─── Material for this task

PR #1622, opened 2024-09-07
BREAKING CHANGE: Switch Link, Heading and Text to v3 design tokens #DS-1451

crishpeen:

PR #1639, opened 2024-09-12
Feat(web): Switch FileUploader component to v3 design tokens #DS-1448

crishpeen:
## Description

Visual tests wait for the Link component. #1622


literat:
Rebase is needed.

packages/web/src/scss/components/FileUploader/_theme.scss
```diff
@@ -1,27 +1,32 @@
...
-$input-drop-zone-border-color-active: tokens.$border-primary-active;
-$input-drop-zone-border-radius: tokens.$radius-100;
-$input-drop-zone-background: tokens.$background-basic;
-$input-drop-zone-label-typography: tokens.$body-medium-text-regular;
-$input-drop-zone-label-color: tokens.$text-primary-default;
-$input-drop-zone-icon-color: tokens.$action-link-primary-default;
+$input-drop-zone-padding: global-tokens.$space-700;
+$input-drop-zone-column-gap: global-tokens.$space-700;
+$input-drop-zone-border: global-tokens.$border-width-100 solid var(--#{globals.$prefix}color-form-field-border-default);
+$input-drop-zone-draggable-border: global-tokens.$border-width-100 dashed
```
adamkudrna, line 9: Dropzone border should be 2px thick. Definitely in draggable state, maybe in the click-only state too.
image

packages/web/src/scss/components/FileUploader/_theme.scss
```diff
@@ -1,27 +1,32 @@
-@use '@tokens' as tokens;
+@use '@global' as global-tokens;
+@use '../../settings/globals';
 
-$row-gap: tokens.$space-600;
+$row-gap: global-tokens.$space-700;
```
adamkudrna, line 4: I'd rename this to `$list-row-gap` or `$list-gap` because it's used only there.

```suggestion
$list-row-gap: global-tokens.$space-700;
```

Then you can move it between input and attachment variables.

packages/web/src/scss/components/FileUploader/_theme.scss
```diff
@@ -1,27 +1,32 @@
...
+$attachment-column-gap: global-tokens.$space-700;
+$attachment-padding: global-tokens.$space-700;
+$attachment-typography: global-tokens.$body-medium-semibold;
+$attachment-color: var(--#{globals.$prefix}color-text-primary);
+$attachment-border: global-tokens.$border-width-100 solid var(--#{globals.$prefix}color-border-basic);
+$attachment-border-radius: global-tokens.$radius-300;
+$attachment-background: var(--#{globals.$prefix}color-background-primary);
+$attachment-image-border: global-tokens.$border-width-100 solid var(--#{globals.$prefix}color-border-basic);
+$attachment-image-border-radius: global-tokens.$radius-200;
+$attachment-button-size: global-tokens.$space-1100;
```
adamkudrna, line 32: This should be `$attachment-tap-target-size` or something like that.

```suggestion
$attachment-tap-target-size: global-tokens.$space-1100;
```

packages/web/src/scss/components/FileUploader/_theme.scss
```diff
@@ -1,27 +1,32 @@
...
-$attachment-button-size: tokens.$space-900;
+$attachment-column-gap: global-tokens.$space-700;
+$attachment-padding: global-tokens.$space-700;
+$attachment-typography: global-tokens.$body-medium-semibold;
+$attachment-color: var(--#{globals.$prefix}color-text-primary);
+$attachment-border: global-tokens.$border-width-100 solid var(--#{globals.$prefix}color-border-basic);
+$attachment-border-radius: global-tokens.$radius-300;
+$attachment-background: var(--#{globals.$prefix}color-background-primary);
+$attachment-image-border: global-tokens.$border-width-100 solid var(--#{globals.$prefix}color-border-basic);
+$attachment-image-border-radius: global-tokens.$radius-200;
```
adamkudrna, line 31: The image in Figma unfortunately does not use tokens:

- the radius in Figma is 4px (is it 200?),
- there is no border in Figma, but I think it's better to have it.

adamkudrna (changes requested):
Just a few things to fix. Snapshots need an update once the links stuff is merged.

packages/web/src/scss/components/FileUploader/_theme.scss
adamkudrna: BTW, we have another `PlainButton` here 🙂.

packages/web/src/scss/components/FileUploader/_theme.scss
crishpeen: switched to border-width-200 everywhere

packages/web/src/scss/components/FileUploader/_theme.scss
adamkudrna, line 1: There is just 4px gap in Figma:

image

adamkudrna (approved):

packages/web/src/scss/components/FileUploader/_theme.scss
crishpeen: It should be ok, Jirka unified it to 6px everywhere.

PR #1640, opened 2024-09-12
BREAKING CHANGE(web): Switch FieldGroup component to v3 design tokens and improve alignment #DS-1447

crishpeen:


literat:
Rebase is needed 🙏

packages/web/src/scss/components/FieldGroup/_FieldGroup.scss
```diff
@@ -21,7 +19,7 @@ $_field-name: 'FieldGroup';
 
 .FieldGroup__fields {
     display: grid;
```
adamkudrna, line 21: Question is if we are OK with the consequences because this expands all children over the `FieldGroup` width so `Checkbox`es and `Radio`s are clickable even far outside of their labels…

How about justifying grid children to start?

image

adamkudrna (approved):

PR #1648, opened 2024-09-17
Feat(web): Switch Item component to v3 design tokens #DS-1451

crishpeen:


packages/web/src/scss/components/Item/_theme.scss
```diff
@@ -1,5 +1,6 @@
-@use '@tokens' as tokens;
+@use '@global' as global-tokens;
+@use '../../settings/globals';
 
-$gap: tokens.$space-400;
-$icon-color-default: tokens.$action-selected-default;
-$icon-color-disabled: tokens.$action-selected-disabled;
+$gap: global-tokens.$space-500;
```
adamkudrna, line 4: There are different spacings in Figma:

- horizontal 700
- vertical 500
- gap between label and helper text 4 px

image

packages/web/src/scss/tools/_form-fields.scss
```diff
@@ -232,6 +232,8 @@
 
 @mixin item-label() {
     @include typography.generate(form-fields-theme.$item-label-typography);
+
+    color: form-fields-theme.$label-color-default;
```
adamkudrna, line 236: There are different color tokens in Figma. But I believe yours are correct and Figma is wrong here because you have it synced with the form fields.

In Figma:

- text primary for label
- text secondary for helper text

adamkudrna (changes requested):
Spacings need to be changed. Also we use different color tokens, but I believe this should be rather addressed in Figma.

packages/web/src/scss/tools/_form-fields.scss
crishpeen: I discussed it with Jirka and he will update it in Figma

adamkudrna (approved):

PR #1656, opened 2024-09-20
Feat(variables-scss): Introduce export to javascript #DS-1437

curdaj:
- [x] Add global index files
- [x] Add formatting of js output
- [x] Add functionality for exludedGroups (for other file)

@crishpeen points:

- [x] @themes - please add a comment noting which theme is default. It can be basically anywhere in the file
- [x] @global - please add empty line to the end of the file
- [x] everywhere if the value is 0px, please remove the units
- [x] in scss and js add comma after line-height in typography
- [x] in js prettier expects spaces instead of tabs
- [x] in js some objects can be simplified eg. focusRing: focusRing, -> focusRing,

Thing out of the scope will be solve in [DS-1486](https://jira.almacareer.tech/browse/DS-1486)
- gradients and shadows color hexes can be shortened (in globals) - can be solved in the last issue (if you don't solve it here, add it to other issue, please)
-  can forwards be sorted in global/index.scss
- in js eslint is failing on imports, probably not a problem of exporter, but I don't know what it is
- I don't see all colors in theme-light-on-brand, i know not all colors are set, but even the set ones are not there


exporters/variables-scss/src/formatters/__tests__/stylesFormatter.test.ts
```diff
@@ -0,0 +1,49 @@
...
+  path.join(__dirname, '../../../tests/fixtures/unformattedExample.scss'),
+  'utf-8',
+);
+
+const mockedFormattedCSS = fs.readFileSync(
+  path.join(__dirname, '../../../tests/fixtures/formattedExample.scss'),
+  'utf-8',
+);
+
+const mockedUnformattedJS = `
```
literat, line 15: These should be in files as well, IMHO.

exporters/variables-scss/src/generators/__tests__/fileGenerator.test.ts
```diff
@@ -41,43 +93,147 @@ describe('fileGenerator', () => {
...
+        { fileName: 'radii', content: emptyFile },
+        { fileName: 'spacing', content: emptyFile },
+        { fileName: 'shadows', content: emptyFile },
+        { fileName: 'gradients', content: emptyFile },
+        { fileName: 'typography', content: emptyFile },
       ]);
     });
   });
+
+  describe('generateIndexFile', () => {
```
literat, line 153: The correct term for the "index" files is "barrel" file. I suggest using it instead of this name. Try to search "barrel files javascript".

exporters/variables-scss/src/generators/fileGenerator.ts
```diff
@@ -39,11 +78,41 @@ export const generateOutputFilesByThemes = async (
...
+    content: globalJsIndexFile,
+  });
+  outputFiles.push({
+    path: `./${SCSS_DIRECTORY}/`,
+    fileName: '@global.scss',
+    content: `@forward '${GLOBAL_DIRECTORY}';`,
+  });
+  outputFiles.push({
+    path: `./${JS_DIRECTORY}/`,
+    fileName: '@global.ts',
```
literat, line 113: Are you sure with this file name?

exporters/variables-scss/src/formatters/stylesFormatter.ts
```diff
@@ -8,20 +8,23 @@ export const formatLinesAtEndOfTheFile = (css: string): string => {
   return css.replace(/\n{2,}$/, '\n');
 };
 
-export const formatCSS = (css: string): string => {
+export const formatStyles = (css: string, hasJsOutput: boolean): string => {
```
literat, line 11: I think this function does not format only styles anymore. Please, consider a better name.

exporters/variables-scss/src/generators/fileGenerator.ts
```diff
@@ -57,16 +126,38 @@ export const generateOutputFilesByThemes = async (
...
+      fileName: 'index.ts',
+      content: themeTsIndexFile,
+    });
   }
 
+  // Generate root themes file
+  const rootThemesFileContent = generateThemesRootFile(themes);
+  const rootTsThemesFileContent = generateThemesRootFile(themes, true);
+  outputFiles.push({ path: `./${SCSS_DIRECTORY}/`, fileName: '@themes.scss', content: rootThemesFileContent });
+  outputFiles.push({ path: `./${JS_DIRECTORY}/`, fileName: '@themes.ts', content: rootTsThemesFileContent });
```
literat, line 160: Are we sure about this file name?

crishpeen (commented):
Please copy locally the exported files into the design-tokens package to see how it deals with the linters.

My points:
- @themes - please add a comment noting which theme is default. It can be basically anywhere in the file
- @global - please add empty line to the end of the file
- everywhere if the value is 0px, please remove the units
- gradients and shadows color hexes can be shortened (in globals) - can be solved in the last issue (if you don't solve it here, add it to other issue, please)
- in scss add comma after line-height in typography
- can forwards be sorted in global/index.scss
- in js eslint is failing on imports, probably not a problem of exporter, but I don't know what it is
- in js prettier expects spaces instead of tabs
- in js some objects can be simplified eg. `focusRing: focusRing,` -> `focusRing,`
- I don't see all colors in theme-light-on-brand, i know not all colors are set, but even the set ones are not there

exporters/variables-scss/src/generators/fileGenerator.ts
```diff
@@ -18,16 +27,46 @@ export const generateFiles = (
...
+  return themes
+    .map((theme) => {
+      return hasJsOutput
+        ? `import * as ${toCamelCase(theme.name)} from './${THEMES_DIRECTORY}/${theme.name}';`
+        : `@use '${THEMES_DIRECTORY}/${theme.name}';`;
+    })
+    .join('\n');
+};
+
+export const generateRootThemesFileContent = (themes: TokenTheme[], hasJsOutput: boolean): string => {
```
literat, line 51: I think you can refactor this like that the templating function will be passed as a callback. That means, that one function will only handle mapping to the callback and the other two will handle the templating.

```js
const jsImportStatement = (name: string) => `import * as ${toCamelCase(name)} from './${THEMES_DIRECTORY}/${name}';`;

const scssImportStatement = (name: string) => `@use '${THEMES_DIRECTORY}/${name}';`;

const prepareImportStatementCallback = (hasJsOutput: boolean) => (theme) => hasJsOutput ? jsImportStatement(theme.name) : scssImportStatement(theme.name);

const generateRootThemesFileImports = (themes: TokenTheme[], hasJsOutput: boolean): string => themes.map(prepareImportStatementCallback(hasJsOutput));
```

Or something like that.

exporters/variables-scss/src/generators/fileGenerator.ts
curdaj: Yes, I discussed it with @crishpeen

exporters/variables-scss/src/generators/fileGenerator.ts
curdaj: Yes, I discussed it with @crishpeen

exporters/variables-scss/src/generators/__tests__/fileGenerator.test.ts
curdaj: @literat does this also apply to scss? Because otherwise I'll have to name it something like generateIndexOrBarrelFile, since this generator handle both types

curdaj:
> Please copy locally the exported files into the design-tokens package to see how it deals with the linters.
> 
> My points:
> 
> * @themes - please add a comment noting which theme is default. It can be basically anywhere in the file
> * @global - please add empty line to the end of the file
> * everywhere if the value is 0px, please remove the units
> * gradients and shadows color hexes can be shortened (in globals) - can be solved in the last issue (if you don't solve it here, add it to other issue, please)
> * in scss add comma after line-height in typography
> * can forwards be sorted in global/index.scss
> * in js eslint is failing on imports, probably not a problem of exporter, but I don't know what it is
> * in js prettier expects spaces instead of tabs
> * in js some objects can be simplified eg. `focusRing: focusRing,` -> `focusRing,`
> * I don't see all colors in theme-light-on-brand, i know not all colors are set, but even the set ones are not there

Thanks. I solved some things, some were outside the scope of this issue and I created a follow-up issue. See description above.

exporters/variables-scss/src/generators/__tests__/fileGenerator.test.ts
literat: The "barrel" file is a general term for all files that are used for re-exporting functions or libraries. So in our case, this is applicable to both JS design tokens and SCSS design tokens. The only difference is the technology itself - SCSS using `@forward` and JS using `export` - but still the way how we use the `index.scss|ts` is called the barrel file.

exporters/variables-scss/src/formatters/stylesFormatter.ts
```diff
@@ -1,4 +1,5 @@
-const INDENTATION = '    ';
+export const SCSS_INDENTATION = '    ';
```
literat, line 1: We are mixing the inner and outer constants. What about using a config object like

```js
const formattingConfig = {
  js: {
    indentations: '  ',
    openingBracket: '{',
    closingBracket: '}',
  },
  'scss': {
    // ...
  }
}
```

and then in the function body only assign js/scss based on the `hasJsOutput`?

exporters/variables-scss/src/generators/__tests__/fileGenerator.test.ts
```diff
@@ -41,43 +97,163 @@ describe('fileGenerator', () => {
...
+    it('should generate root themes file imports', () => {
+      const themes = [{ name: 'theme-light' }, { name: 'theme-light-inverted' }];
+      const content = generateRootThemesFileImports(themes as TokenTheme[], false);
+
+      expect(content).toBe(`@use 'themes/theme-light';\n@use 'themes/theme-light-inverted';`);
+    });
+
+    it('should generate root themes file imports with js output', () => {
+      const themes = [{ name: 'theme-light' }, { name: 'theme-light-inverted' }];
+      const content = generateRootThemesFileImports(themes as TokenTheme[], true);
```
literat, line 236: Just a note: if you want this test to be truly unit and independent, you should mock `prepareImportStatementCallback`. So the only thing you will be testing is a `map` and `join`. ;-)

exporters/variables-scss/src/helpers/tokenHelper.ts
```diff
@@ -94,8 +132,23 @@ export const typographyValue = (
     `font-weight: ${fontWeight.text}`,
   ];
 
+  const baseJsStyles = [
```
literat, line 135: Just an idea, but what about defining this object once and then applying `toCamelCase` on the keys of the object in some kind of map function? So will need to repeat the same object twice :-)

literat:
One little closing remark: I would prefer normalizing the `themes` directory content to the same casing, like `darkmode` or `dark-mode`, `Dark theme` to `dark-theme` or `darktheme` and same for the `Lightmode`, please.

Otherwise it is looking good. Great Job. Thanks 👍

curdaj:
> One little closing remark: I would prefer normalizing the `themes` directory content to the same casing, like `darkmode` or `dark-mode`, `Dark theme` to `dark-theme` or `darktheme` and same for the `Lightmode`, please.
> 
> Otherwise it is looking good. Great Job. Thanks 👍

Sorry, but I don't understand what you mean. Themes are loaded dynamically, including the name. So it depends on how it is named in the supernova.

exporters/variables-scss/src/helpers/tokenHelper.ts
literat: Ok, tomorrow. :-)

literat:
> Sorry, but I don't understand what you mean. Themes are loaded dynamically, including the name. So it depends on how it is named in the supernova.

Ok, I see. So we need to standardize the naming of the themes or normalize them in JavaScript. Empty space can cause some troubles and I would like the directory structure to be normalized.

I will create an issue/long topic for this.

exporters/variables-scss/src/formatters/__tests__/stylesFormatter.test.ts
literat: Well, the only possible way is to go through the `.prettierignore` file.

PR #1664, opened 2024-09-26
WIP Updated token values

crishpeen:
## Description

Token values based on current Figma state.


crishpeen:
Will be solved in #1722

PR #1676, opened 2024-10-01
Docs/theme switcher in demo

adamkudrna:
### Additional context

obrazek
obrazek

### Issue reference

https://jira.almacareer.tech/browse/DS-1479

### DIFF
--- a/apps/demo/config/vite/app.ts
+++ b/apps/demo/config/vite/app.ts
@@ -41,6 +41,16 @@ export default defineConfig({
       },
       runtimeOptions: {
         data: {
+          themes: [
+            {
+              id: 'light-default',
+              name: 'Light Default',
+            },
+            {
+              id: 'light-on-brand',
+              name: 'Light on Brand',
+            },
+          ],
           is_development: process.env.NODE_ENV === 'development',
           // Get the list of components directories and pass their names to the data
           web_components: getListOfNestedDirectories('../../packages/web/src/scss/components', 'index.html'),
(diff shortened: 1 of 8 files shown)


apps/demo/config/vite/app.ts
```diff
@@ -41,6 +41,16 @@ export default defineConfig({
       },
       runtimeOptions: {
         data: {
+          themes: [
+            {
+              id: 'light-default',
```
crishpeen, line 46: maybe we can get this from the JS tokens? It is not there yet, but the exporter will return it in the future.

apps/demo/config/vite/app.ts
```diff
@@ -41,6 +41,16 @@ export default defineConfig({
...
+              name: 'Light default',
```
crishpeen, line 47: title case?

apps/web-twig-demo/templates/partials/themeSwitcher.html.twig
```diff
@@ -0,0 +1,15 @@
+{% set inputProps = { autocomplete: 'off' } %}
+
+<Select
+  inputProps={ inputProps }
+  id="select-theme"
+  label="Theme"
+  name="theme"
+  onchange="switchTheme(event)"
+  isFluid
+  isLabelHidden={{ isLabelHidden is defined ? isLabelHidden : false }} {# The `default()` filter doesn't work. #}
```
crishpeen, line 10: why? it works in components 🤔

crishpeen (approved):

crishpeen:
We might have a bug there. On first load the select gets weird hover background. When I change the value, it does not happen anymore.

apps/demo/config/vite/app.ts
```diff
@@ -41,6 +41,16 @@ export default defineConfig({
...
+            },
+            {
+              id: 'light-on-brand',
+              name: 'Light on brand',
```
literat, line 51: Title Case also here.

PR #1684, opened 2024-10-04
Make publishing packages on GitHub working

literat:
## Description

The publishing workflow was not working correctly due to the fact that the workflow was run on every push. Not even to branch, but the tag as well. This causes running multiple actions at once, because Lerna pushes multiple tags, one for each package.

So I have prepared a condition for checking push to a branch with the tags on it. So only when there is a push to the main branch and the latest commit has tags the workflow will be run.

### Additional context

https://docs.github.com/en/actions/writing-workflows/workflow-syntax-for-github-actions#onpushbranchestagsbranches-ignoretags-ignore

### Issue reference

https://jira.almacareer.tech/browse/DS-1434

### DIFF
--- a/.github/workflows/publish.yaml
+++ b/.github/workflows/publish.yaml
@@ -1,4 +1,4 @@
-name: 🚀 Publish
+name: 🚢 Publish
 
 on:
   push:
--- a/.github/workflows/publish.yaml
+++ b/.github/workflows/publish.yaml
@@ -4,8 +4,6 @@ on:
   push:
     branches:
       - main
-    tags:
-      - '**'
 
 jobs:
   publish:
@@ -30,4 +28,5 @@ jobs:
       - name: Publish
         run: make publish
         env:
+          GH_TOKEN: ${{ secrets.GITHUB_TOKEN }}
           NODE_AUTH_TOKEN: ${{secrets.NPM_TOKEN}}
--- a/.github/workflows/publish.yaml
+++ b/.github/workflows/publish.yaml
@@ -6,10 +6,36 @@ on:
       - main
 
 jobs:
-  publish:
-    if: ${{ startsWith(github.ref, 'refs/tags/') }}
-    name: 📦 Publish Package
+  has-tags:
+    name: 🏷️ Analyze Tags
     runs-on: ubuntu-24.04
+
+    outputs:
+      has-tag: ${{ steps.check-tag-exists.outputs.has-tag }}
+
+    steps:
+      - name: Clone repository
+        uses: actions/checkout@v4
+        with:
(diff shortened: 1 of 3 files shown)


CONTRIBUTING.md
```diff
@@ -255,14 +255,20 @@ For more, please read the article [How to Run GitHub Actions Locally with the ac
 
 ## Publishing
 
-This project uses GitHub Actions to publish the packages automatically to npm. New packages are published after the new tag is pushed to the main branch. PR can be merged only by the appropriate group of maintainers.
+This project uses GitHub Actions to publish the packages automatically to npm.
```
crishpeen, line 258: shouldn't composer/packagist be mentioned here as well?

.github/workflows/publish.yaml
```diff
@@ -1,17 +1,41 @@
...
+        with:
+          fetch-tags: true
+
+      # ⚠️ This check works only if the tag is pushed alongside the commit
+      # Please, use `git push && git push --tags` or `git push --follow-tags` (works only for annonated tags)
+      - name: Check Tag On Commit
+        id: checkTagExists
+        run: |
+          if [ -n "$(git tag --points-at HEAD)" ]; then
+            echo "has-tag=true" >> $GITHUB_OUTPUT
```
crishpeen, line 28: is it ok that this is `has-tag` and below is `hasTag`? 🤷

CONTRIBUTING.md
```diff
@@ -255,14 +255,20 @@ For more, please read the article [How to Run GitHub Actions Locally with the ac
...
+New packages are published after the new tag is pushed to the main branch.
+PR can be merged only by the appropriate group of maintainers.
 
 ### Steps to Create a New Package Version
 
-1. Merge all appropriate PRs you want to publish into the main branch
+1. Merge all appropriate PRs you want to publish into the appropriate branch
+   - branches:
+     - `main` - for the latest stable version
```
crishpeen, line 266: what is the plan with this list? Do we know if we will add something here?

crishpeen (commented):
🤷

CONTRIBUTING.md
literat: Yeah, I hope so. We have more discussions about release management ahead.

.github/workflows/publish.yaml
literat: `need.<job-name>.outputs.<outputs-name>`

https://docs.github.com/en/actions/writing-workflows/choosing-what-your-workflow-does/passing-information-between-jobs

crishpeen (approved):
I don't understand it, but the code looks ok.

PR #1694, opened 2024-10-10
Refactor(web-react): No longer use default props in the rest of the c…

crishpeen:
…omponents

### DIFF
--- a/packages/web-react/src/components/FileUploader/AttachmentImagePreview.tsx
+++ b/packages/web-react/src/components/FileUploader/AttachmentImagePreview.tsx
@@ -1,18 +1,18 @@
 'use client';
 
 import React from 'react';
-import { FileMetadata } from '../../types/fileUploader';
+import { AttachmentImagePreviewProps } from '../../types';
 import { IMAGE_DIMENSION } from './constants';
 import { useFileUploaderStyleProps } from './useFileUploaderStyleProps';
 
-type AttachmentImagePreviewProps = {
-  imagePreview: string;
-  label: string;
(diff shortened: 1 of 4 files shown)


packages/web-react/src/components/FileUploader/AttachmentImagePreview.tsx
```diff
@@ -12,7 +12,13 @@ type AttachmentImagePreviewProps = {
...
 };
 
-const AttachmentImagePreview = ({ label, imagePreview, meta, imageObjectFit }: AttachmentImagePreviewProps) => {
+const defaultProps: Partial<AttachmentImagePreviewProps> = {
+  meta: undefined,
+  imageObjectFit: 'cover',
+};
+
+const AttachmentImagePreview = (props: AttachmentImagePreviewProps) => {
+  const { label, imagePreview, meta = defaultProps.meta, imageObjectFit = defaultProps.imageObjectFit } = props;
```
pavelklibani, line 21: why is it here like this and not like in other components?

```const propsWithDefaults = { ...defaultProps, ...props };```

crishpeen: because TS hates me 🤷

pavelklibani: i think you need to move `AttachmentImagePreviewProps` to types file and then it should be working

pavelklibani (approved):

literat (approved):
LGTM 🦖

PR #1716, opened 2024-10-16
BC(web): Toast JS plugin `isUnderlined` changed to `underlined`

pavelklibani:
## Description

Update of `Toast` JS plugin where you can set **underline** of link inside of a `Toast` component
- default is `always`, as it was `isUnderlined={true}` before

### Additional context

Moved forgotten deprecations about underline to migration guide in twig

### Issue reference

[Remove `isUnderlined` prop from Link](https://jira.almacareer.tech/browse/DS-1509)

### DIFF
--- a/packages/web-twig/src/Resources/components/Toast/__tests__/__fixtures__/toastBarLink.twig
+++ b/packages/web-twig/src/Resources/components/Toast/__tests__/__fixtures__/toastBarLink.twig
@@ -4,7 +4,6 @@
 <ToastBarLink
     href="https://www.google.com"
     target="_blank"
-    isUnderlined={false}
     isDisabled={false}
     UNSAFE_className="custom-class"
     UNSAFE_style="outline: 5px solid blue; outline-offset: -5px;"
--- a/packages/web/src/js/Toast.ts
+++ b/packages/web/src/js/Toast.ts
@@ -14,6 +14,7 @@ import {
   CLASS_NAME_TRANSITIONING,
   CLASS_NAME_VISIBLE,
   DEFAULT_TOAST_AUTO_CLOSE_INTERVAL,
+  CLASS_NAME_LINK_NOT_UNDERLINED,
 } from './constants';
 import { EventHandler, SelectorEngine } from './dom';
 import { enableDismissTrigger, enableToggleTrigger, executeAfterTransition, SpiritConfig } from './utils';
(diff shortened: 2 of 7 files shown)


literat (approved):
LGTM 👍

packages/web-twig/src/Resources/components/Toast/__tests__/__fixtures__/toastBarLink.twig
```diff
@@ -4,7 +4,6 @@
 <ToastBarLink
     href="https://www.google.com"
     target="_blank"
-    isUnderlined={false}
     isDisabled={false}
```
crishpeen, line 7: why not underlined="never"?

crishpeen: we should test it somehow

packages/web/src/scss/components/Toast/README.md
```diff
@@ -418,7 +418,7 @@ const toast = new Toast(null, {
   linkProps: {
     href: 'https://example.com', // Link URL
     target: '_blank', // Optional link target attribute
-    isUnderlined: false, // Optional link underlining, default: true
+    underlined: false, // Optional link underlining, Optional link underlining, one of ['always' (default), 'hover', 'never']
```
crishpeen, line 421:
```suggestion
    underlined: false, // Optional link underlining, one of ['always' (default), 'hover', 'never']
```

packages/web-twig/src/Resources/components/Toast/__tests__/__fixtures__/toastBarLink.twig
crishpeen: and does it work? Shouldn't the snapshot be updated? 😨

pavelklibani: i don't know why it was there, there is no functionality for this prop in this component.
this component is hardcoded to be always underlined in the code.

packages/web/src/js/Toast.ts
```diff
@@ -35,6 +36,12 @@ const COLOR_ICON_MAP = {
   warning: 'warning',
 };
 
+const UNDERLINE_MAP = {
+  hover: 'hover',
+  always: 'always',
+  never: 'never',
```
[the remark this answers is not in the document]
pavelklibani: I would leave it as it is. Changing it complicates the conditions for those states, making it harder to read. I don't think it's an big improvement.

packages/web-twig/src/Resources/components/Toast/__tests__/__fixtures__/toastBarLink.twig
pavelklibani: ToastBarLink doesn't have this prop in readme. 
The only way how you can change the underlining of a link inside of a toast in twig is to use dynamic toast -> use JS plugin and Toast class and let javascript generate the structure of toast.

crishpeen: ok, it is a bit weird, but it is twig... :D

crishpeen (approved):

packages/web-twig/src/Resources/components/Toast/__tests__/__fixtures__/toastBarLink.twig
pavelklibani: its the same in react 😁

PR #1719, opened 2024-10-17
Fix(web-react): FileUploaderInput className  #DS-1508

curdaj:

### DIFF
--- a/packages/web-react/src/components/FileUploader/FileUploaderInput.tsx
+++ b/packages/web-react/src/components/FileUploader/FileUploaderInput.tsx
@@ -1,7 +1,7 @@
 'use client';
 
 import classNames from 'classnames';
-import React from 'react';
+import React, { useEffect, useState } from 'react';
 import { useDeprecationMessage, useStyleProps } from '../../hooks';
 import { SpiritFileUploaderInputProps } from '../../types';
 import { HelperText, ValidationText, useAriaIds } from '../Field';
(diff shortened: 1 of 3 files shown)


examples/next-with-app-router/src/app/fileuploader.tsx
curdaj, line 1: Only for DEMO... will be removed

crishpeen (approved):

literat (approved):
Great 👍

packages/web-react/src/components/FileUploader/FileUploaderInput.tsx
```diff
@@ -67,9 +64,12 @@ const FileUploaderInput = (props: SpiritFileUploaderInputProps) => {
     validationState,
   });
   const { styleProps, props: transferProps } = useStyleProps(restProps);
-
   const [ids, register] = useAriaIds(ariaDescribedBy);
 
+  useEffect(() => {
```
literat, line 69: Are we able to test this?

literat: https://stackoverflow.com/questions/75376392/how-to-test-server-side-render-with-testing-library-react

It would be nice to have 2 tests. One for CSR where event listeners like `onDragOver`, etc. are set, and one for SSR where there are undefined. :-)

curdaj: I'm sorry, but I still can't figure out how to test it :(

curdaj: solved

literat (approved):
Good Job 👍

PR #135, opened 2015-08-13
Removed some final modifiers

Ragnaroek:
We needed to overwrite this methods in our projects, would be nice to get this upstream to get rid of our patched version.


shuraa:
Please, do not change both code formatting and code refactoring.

──────

## [Work instructions]
Find the lines above that contain "basically" and give their count, with nothing added.

## [Solution to this problem]
3